In the past developers paid for compilers, then gcc came along (followed by llvm) and now a few companies pay money to have a bunch of people maintain/enhance/support a new cpu; developers get a free compiler. What will happen once the number of companies paying money shrinks below some critical value?

The current social structure has an authority figure (ISO committees for C and C++, individuals or companies for other languages) specifying the language, gcc/llvm people implementing the specification and everybody else going along for the ride.

Looking after an industrial strength compiler is hard work and requires lots of know-how; hobbyists have little chance of competing against those paid to work full time. But as the number of companies paying for support declines, the number of people working full-time on the compilers will shrink. Compiler support will become a part-time job or hobby.

What are the incentives for a bunch of people to get together and spend their own time maintaining a compiler? One very powerful incentive is being able to decide what new language features the compiler will support.

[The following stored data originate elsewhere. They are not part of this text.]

PR #1122, opened 2024-07-13
Implemented solution

dimak20:


app/main.py
```diff
@@ -2,4 +2,68 @@ class Cargo:
...
+        super().__init__(name, weight, coords)
+        self.max_load_weight = max_load_weight
+        self.current_load = current_load
+
+    def hook_load(self, cargo: Cargo) -> None:
+        if self.current_load:
+            print(f"didn't hook {cargo}, cargo already in current load")
+            return
+        if cargo.weight > self.max_load_weight:
+            print(f"didn't hook {cargo}, cargo is too heavy")
```
oliasymak24, line 64: I think it's bad just to use `cargo` in print message.

app/main.py
```diff
@@ -2,4 +2,68 @@ class Cargo:
...
+class DeliveryDrone(FlyingRobot):
+    def __init__(self,
+                 name: str,
+                 weight: int,
+                 max_load_weight: int,
+                 current_load: int,
+                 coords: list = None) -> None:
+        if not coords:
+            coords = [0, 0, 0]
+        if len(coords) < 3:
```
oliasymak24, line 53: I'm not sure that you need this `if`.

oliasymak24 (changes requested):
In general your code looks but pay attention to some comments.

app/main.py
dimak20: Sorry, didn't notice that. There will be just object reference

oliasymak24 (approved):
Good job!

PR #1128, opened 2024-07-22
Solution

DSahalatyi:


app/main.py
```diff
@@ -2,4 +2,63 @@ class Cargo:
...
+
+    def go_left(self, step: int = 1) -> None:
+        self.coords[0] -= step
+
+    def get_info(self) -> str:
+        return f"Robot: {self.name}, Weight: {self.weight}"
+
+
+class FlyingRobot(BaseRobot):
+    def __init__(self, name: str, weight: int, coords: list = None) -> None:
```
MNDonut, line 32: coords can be None as well

app/main.py
```diff
@@ -2,4 +2,63 @@ class Cargo:
...
+
+
+class DeliveryDrone(FlyingRobot):
+    def __init__(
+            self,
+            name: str,
+            weight: int,
+            max_load_weight: int,
+            current_load: int,
+            coords: list = None,
```
MNDonut, line 51: coords can be None as well

MNDonut (changes requested):

PR #1133, opened 2024-07-25
'Solution'

RToister:


app/main.py
```diff
@@ -2,4 +2,66 @@ class Cargo:
     def __init__(self, weight: int) -> None:
         self.weight = weight
 
-# write your code here
+
+class BaseRobot:
+    def __init__(self,
+                 name: str,
+                 weight: int,
+                 coords: list | None = None
```
```suggestion
                 coords: list[int] | None = None
```

app/main.py
```diff
@@ -2,4 +2,66 @@ class Cargo:
...
+        self.coords[2] += step
+
+    def go_down(self, step: int = 1) -> None:
+        self.coords[2] -= step
+
+
+class DeliveryDrone(FlyingRobot):
+    def __init__(
+            self, name: str,
+            weight: int, coords: list | None = None,
```
vasylhnatiuk, line 54: same here

app/main.py
```diff
@@ -2,4 +2,66 @@ class Cargo:
...
+        return f"Robot: {self.name}, Weight: {self.weight}"
+
+
+class FlyingRobot(BaseRobot):
+    def __init__(self,
+                 name: str,
+                 weight: int,
+                 coords: list[int] | None = None
+                 ) -> None:
+        if coords is None:
```
vasylhnatiuk, line 38: use or here as well

vasylhnatiuk (changes requested):

app/main.py
RToister: Thanks, will fixed

RToister:
Hello. I try to understand why I can't make one more pull request after first (  
for Solution3

PR #2020, opened 2024-01-15
Fix #2004, pronoun tagging to new_cat_welcoming.json

### LINKED ISSUE #2004: loner kit generates with warrior name
**Type: ** text
**Summary:** a loner newborn generates with a warrior name. also queen is refered to with feminine prns
**Grade:** Unimportant
**Occurrence:** Permanent for this patrol
**Reproduce:** send out border patrols till you get gen_bord_welcomingsparrowgift1. proceed. this outcome generates a loner parent, clan newborns, and a loner newborn, with the loner newborn being given a warrior name
**Patrol ID + Outcome Print (if applicable):** gen_bord_welcomingsparrowgift1 | SUCCESS: True
**Commit #:** d2685a540cea30f1890abe4e8cdf5abd9374ba5c

image
image

tailhaver:
Fixes #2004 by manually appending "kit" or "paw" to loners if they are under a certain age. This fixes an edge case where a kit or app is a loner, giving them a proper name instead of a warrior name. This is implemented _after_ the standard suffix check for kits/apps, just as a fallback.

This also adds pronoun tagging to [new_cat_welcoming](https://github.com/ClanGenOfficial/clangen/blob/development/resources/dicts/patrols/new_cat_welcoming.json), my first pronoun tags! I'd prefer if someone looked over it just as a double check, although worst case someone will find it and (hopefully) report it.

### DIFF
--- a/resources/dicts/patrols/new_cat_welcoming.json
+++ b/resources/dicts/patrols/new_cat_welcoming.json
@@ -150,7 +150,7 @@
         ],
         "antag_success_outcomes": [
             {
-                "text": "p_l approaches the loner and tells themfirmly that newcomers aren't being taken in right now. The loner seems disappointed, but leaves anyway.",
+                "text": "p_l approaches the loner and tells them firmly that newcomers aren't being taken in right now. The loner seems disappointed, but leaves anyway.",
                 "exp": 10,
                 "weight": 20,
                 "outsider_rep": -2
--- a/resources/dicts/patrols/new_cat_welcoming.json
+++ b/resources/dicts/patrols/new_cat_welcoming.json
@@ -10,7 +10,7 @@
         "max_cats": 6,
         "min_max_status": {},
         "weight": 20,
-        "intro_text": "Your patrol finds a loner who is interested in joining the Clan. They banter with the cat a bit, making them feel more welcome.",
+        "intro_text": "Your patrol finds a loner who is interested in joining the Clan. They banter with the cat a bit, making {PRONOUN/n_c:0/object} feel more welcome.",
         "decline_text": "Your patrol decides to leave the loner be.",
         "chance_of_success": 60,
         "success_outcomes": [
@@ -32,7 +32,7 @@
                 "outsider_rep": 1
             },
             {
-                "text": "The patrol doesn't have to do much convincing. The loner seems happy to join the Clan with their litter of kits.",
+                "text": "The patrol doesn't have to do much convincing. The loner seems happy to join the Clan with {PRONOUN/n_c:0/poss} litter of kits.",
                 "exp": 10,
                 "weight": 5,
                 "new_cat": [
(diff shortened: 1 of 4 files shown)


Tiritirimatangi (commented):
Tiri has reviewed the typo and pronoun tagging fixes and would like to fall at your feet in gratitude - I'm not qualified to review the coding stuff though

resources/dicts/patrols/new_cat_welcoming.json
```diff
@@ -150,7 +150,7 @@
         ],
         "antag_success_outcomes": [
             {
-                "text": "p_l approaches the loner and tells them firmly that newcomers aren't being taken in right now. The loner seems disappointed, but leaves anyway.",
+                "text": "p_l approaches the loner and tells themfirmly that newcomers aren't being taken in right now. The loner seems disappointed, but leaves anyway.",
```
Thlumyn: Spelling (themfirmly)

scripts/cat/names.py
```diff
@@ -173,12 +175,16 @@ def give_suffix(self, pelt, biome, tortiepattern):
...
 
     def __repr__(self):
+        # Handles predefined suffixes (such as newborns being kit), then suffixes based on ages (fixes #2004, just trust me)
         if self.status in self.names_dict["special_suffixes"] and not self.specsuffix_hidden:
             return self.prefix + self.names_dict["special_suffixes"][self.status]
-        else:
-            if game.config['fun']['april_fools']:
-                return self.prefix + 'egg'
-            return self.prefix + self.suffix
+        if self.status in ['loner'] and self.moons is not None and self.moons < 12:
```
Thlumyn: Can we add `and not self.specsuffix_hidden` here? So that a loner with no suffix doesn't get paw or kit attached

Thlumyn: Moons <12 doesn't necessarily line up with being an apprentice; a lot of cases here where that wouldn't line up. Such as when players have exp based graduation turned on and the cats graduate based on exp. If you really wanted to, you could check for exp based graduation and check the cat's exp to see if they are really meant to be an apprentice. But that leaves a bit of code redundancy - if anything changes with the app/exp code it could mess up here. Maybe the apprentice graduation already has a function you could borrow for that. 
Though that might not fix things in the case of, like, Ravenpaw, where he kept his apprentice name his whole life after leaving. Not sure there's a good way to approach this.

Thlumyn (changes requested):

scripts/cat/names.py
tailhaver: This will only be used for loners outside the clan though, such as in one of the outcomes for `gen_bord_welcomingsparrowgift1` where you meet a loner kitten. It would appear as if loners don't gain any experience, and if they join the clan then they have their loner status stripped.
I personally don't see another way to fix this outside of potentially adding an `is_loner` flag to each cat, but that sounds unneeded.

Thlumyn (approved):

PR #2021, opened 2024-01-15
Cat List UI Adjustments

scribblecrumb:
- Cat List UI has been adjusted to add clarity for the user.
- All List screens are now controlled by one class instead of being spread across multiple.  It's now far far easier to change elements on all list screens at once, instead of having to change the same thing in 5 separate scripts (hell)
- Age Ascending filter option added to go along with old Age Descending filter.
- Filter button now clearly displays which filter is currently being used.
- Search input now transfers across list screen changes, i.e. if you search for a cat name on your clan list, you can switch to starclan and the search input will not reset as it used to.
- Favorite cat toggle is now displayed and functional on every single cat list screen (originally it only appeared on your clan list)
- If the user clicks on a cat in the cat list to view their profile and then clicks 'back' to return to the cat list, the 'back' button will now return them to the list they were previously viewing.


Thlumyn:
Unit test doesn't seem happy about this; I can take a closer look about that later this evening

scribblecrumb:
> Unit test doesn't seem happy about this; I can take a closer look about that later this evening

Yeah I'm trying to figure out why rn, if I don't manage it by the time you're free then definitely see if you can find the issue

scribblecrumb:
I'm at a bit of a loss, it seems to be complaining about the `insert_cat()` method, which I didn't even touch?  I'm not sure what the issue is.  I'm also not sure what's going on with the TypeError in `sort_cats()` as I can see any arguments that are missing.

Thlumyn:
@scribblecrumb
I made a little change to try and fix where it was failing the unit test

scribblecrumb:
> @scribblecrumb I made a little change to try and fix where it was failing the unit test

The tests are succeeding now, thank you!

Thlumyn (approved):

PR #2023, opened 2024-01-17
QOL: same sex setting update

Lixxis:
As discussed and voted, if the same sex kittens are turned on:
* single cats can get pregnant as well, 50/50 if they bring back a litter or not
* if it is a pair, gender doesn't define which partner gets pregnant, it is always the main cat, which had a successful "get pregnant" check

_sorry it took so long, though I would make other bug fixes_


Thlumyn:
I will look through this when I get home

Thlumyn (approved):

PR #2028, opened 2024-01-19
Custom pronouns & presets

DeadGirlRisen:
Scribble recommended making a draft with the branch.

- Adds pronouns into the game
- Allows users to pick which pronouns their cat uses, including multiple pronouns
- Allows user to create pronouns

Right now were mostly in the final phase, of needing to implement more pronoun tags into the text.

### DIFF
--- a/scripts/cat_relations/inheritance.py
+++ b/scripts/cat_relations/inheritance.py
@@ -534,7 +534,7 @@ class Inheritance():
                         "type": rel_type,
                         "additional": [add_info]
                     }
-                    self.all_but_cousins.append(inter_cat)
+                    self.all_but_cousins.append(inter_id)
                     self.all_involved.append(inter_id)
                 
 


scripts/cat/cats.py
```diff
@@ -93,12 +95,22 @@ class Cat():
             "conju": 2
         },
         {
+            "name": "Masculine",
```
keyraven: Please remove the "name" property on all pronouns, as it's not necessary, or displayed to the user.

scripts/cat/cats.py
```diff
@@ -93,12 +95,22 @@ class Cat():
...
             "subject": "he",
             "object": "him",
             "poss": "his",
             "inposs": "his",
             "self": "himself",
             "conju": 2
+        },
+        {
+            "name": "Custom",
```
keyraven: Custom pronouns are not default, and should not appear is a list of default pronouns.  Please remove the "custom" option from this list.

scripts/game_structure/windows.py
```diff
@@ -458,65 +459,312 @@ def process_event(self, event):
                 self.kill()
 
 
-class SpecifyCatGender(UIWindow):
-    """This window allows the user to specify the cat's gender"""
+class PronounCreation(UIWindow):
```
keyraven: If possible, I would like to prevent people from creating duplicate custom pronouns (or creating a custom pronoun that is the same as the defaults), by throwing a error message if attempted. This helps prevent some weird edge-cases with removing pronouns. It can be added later if need --> I wouldn't consider it a necessity for testing.

scripts/game_structure/windows.py
```diff
@@ -458,65 +459,312 @@ def process_event(self, event):
...
+        # Row 1
+        self.boxes["subject"] = pygame_gui.elements.UITextEntryLine(
+            scale(pygame.Rect((180, 290), (200, 60))),
+            placeholder_text=self.the_cat.pronouns[0]['subject'],
+            manager=MANAGER,
+            container=self)
+
+        self.boxes["object"] = pygame_gui.elements.UITextEntryLine(
+            scale(pygame.Rect((430, 290), (200, 60))),
+            placeholder_text=self.the_cat.pronouns[0]['object'],
```
keyraven: This is a minor issue, but I would suggest using `initial_text` rather than `placeholder_text`. `placeholder_text` looks identical to entered text, but the box is empty. If you click the "add" with an empty box, the task will quietly fail and not add a pronoun. This may be confusing to players, since it appears as if all boxes are full. `initial_text` actually places the text in the box. 

Additionally, I suggest always using they/them as the initial text, rather than the cat's current first pronoun. This isn't a huge deal, I just think it's better to be consistent.

scripts/game_structure/windows.py
```diff
@@ -458,65 +459,312 @@ def process_event(self, event):
...
+            container=self)
+
+        self.boxes["self"] = pygame_gui.elements.UITextEntryLine(
+            scale(pygame.Rect((550, 470), (200, 60))),
+            placeholder_text=self.the_cat.pronouns[0]['self'],
+            manager=MANAGER,
+            container=self)
+        
+        # Save Confirmation
+        self.pronoun_added = pygame_gui.elements.UITextBox(f"Pronoun saved and added to {self.the_cat.name}!",
```
keyraven: When you click the "add new pronoun" button, I would prefer if it only added it as a pronoun option, rather than also adding it to the cat.  This allows people to add a bunch of custom pronouns that they wish to use later without having to go through the remove it from the cat. Additionally, it would mean you no longer have to pass the cat object as a parameter into the window constructor.

resources/gamesettings.json
```diff
@@ -65,6 +65,11 @@
             "Randomize relationship values when creating Clan",
             "Clan founder cats will start the game with established relationships.",
             true
+        ],
+        "they them default": [
+            "Use they/them as default pronouns",
+            "If this setting is on new cats will generate with they/them pronouns, regardless of gender.",
+            true
```
keyraven: The default for this setting should be `false`. This is a huge project -- it shouldn't be hidden behind a non-default toggle! :)

scripts/cat/cats.py
```diff
@@ -279,66 +291,98 @@ def __init__(self,
...
-                    self.genderalign = self.gender
-            elif self.gender == "male" and not self.status in ['newborn', 'kitten']:
-                if trans_chance == 1:
-                    self.genderalign = "trans female"
-                elif nb_chance == 1:
-                    self.genderalign = "nonbinary"
+                    they_them_default_setting = False
+                    print("Game is not using they/them pronouns")
+
+                if they_them_default_setting is True:
```
keyraven: This works well, but I would like to clean it up and make it a bit more readable, and less of a maze of if-statements. Not high priority.

keyraven (commented):
Looking really, really nice! Mostly minor comments.

scripts/screens/ChangeGenderScreen.py
```diff
@@ -0,0 +1,631 @@
...
+                "subject": "",
+                "object": "",
+                "poss": "",
+                "inposs": "",
+                "self": "",
+                "conju": 1
+            }
+        ]
+        self.remove_button = {}
+        self.checkboxes_text = {}
```
scribblecrumb: Since this screen no longer utilizes checkboxes, it would be good to remove all references to checkboxes.  Otherwise it becomes difficult for others to easily understand what your code is referencing.

PR #2036, opened 2024-01-20
Guide Now Appears First In List

### LINKED ISSUE #2045: New sorting causes weirdness with switching between cats
image
image
image
Type: Code
Summary: Guide shows where they are in the ranks on the afterlife pages but when you click on the guide and press next cat, the game treats them like they're still at the top of the list.
Grade: Non-vital
Occurrence: Permanent
Reproduce: Have your guide be anything other than a leader and sort by ranks. Then click on the guide.
Commit #: 272eac575c0c16cc1f253476183b71d2fef24197

scribblecrumb:
- Adjusted cat list sorting to ensure that the guide is ignored by the sorting.  Guide now always appears first in their respective list.


scripts/screens/ListScreen.py
```diff
@@ -538,6 +538,19 @@ def update_search_cats(self, search_text):
         """Run this function when the search text changes, or when the screen is switched to."""
         self.current_listed_cats = []
         Cat.sort_cats(self.full_cat_list)
+
+        # adding in the guide if necessary, this ensures the guide isn't affected by sorting as we always want them to
+        # be the first cat on the list
+        if self.current_group == 'df' and game.clan.instructor.df:
```
Thlumyn, line 544: You can probably turn this into one if statement; like if (group == df and instructor.df) or (group == sc and not instructor.df) 
Instead of repeating the same code there twice

Ryos00 (approved):

PR #2049, opened 2024-01-23
Alternate Residence Toggle

DeadGirlRisen:
Allows a cat to be sent to the opposite of where the instructor is.


keyraven (commented):
I am wary of adding this toggle. You are already able to send a cat to the Dark Forest once they die, so this is not adding any additional functionality.  We only have so much room to add additional cat toggles, and this takes up another slot. 

I also believe the implementation is a bit confusing to the player.  If we want to give players direct control over which afterlife cats go to before the cat dies, then that choice should be clear - for example, letting them select from a drop-down.  However, my general opinion is that this functionality is not necessary.

PR #2060, opened 2024-01-25
Bugfix: Add schema to poetry

### LINKED ISSUE #2057: Schema not in builds
Hi! Seems schema is not bundled in builds currently:
schema
This was noticed by a few users that regularly use dev builds, so I tested it myself on Linux as well

Thlumyn:
Attempting to fixes: #2057 

Not sure why poetry is removing the main & dev tags - is that because of the newer version of poetry? 
I'd appreciate advice on it before merging


archanyhm:
Not quite sure about the category fields there — however, the lockfile is automatically generated by Poetry and should not be manually modified in the first place, so I think it's fine if we treat Poetry's output as single source of truth here.

archanyhm (approved):
Not quite sure about the category fields there — however, the lockfile is automatically generated by Poetry and should not be manually modified in the first place, so I think it's fine if we treat Poetry's output as single source of truth here.

For the record: Both source and binary versions of ClanGen run again with this fix.

PR #2065, opened 2024-01-26
fix dead cat relationships + patrol fixes

selkirks:
a fix in gen_train_deputydoubt1 in which a leader was regarded as a deputy. reported here: https://github.com/ClanGenOfficial/clangen/issues/2001

a fix in which you were able to view relationships of dead cats. reported here: https://github.com/ClanGenOfficial/clangen/issues/1971

a fix in which a loner medicine cat generated as an adolescent. reported here: https://github.com/ClanGenOfficial/clangen/issues/2015


Tiritirimatangi (commented):
The patrol fixes look good! I can't comment on the coding fix, sorry

sedgestripe (approved):

resources/dicts/patrols/new_cat_welcoming.json
```diff
@@ -992,7 +992,7 @@
                 "weight": 20,
                 "outsider_rep": 0,
                 "new_cat": [
-                    ["meeting", "loner"]
+                    ["status:medicine cat","meeting", "loner"]
```
Lixxis: This line will not change the status of the cat. A cat outside the clan will get the status "loner", even with that added tag. I tested it out and looked into the save of the cat. To assure that this cat get the "medicine cat" after deciding to join the clan we would have to look at the background and assigning a status according to that.

selkirks: do i assign one of the med cat backstories?

Lixxis: In my test run it assigned the "wandering_healer2" backstory.

Ryos00 (approved):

Why spend several years going to ISO meetings arguing with everybody about whether the next version of the standard should support your beloved language construct, it’s quicker and easier to add it directly to the compiler (if somebody else wants their construct implemented, let them write the code).

The C++ committee is populated by bored consultants looking for an outlet for their creative urges (the production of 1,600 page documents and six extension projects is driven by the 100+ people who attend meetings; a lot fewer people would produce a simpler C++). What is the incentive for those 100+ (many highly skilled) people to attend meetings, if the compilers are not going to support the specification they produce? Cut out the middle man (ISO) and organize to support direct implementation in the compiler (one downside is not getting to go to Hawaii).

The future of compiler development is groups of like-minded hedonists (in the sense of agreeing what features should be in a language) supporting a compiler for the bragging rights of having created/designed the languages features used by hundreds of thousands of developers.